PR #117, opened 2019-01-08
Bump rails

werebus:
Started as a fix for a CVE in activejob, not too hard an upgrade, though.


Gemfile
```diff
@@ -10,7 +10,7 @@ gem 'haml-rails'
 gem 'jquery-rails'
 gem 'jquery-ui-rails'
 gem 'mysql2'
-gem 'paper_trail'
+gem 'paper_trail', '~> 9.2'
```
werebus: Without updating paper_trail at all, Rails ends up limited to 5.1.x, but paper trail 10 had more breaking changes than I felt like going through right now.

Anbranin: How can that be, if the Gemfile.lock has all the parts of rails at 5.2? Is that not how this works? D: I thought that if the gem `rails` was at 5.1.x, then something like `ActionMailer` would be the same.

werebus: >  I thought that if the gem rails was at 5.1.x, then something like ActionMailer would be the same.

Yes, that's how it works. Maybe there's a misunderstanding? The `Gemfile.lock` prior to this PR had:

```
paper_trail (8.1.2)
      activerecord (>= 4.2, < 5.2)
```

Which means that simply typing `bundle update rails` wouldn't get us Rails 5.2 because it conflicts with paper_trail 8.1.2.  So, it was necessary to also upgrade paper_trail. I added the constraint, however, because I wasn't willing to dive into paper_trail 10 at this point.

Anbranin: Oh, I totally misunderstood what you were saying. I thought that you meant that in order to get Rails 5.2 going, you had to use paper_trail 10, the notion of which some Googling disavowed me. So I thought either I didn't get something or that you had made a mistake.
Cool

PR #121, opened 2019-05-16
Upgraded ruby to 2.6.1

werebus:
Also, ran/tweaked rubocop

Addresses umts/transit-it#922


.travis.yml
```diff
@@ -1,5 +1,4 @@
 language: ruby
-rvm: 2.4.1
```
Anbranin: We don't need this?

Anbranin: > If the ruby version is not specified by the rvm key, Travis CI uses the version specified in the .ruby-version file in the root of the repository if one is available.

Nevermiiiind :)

·····

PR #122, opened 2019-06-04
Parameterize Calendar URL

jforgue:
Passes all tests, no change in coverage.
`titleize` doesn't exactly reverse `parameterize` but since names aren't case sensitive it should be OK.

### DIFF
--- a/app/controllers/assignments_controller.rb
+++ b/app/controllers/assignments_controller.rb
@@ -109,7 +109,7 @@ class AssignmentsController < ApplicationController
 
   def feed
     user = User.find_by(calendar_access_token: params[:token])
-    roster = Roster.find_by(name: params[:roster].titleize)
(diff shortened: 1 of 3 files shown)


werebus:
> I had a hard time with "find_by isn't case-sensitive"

·····

### ABOUT THIS EXERCISE:
Search the entries for the word "hard" and gather every line where it appears.

### THE ANSWER:
Started as a fix for a CVE in activejob, not too hard an upgrade, though.
> I had a hard time with "find_by isn't case-sensitive"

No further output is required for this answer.